Thought Leaders

Perfecting Human-Robot Partnerships in Industry

Thought LeadersDebasmita MukherjeeAdvanced Control and Intelligent Systems LaboratoryUniversity of Victoria

AZoRobotics speaks with Debasmita Mukherjee about her involvement in research hoping to establish a set of guidelines for the perfect partnership between humans and robotic technologies in the industrial sector. We discuss the benefits these collaborations can bring to a range of sectors, and explore how designing unbiased, safe systems is at the core of human-robot collaboration research. 

Please could you introduce yourself and where your research is based?

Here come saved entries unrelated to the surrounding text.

PR #988, opened 2020-09-11
ipt: implement CATCHALL_BREAKPOINT trap type

icedevml:
Because for the IPT we need to inject a special PTWRITE packet whenever a DRAKVUF breakpoint is hit, the IPT plugin needs to have ability to subscribe to all breakpoints. It doesn't need any special insight about what other plugins do, but it needs such kind of event to properly synchronize the IPT logs.

This might look weird but I hope reasonable.

### DIFF
--- a/src/libdrakvuf/vmi.c
+++ b/src/libdrakvuf/vmi.c
@@ -619,12 +619,16 @@ event_response_t int3_cb(vmi_instance_t vmi, vmi_event_t* event)
     trap_info.attached_proc_data.tid       = attached_proc_data.tid;
 
     drakvuf->in_callback = 1;
-    GSList* loop = s->traps;
-    while (loop)
+    GSList* lists[2] = {drakvuf->catchall_breakpoint, s->traps};
+    for (int i = 0; i < 2; i++)
     {
-        trap_info.trap = (drakvuf_trap_t*)loop->data;
-        rsp |= trap_info.trap->cb(drakvuf, &trap_info);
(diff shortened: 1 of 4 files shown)


tklengyel:
Makes sense

tklengyel:
For such handlers in LibVMI we use the term "generic" instead of global. I think we should stick to that here too.

tklengyel:
Or I would also be happy with something like "ALL_BREAKPOINTS" or "CATCHALL_BREAKPOINT"

icedevml:
> Or I would also be happy with something like "ALL_BREAKPOINTS" or "CATCHALL_BREAKPOINT"

I've modified the name to `CATCHALL_BREAKPOINT`

src/libdrakvuf/vmi.c
```diff
@@ -619,12 +619,16 @@ event_response_t int3_cb(vmi_instance_t vmi, vmi_event_t* event)
     trap_info.attached_proc_data.tid       = attached_proc_data.tid;
 
     drakvuf->in_callback = 1;
-    GSList* loop = s->traps;
-    while (loop)
+    GSList* lists[2] = {drakvuf->catchall_breakpoint, s->traps};
```
icedevml, line 622: Skip if `s->traps` is empty, no need to fire `CATCHALL_BREAKPOINT` in this case

icedevml:
this one is ready

icedevml:

PR #996, opened 2020-09-14
Move travis to Focal

tklengyel:


icedevml:
If you remove existing `export ...` from the `travis.yml` then you need to add `sudo` before each `make install`.

icedevml (approved):

tklengyel:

I am a doctoral candidate at The University of British Columbia, Kelowna, Canada, at the Advanced Control and Intelligent Systems (ACIS) Laboratory, now based at the University of Victoria.

My research involves applying human-robot collaboration to industrial settings and how we could make communication natural and intuitive for the human partners involved to create a safe working environment.

Canada and, by extension, the universities I am affiliated with provide world-class research facilities and a multi-cultural setting that fosters partnerships across countries and disciplines. In the current research climate, especially in projects that strive to be globally relevant, collaboration driven by perspectives from experts across the world is necessary for success.

I was given the opportunity to work as an intern at TRIUMF, UBC, under the Mitacs Globalink program, and my experience working at the excellent facility, the quality of research carried out, and the pathways to graduate studies prompted my decision to return to Canada.

How did you become involved with this research project in particular?

I had the freedom to select a research topic that excited me in a laboratory that works closely with multiple industrial partners, especially in the manufacturing sector.

I was especially intrigued by the question of how as researchers and engineers, we can design human-robot collaborative systems that can be easy to use and safe to deploy in industries. Thus, focusing on multimodal, natural communication in industrial settings is the mainstay of my Ph.D. project.

Could you summarize the results of the paper?

After an extensive literature review on Industry 4.0, smart manufacturing, and human-robot collaboration, my co-authors and I realized that there was a gap in the very definition of what a partnership could look like between the human carrying out cognitive and dexterous tasks and the robot bringing efficiency and repeatability.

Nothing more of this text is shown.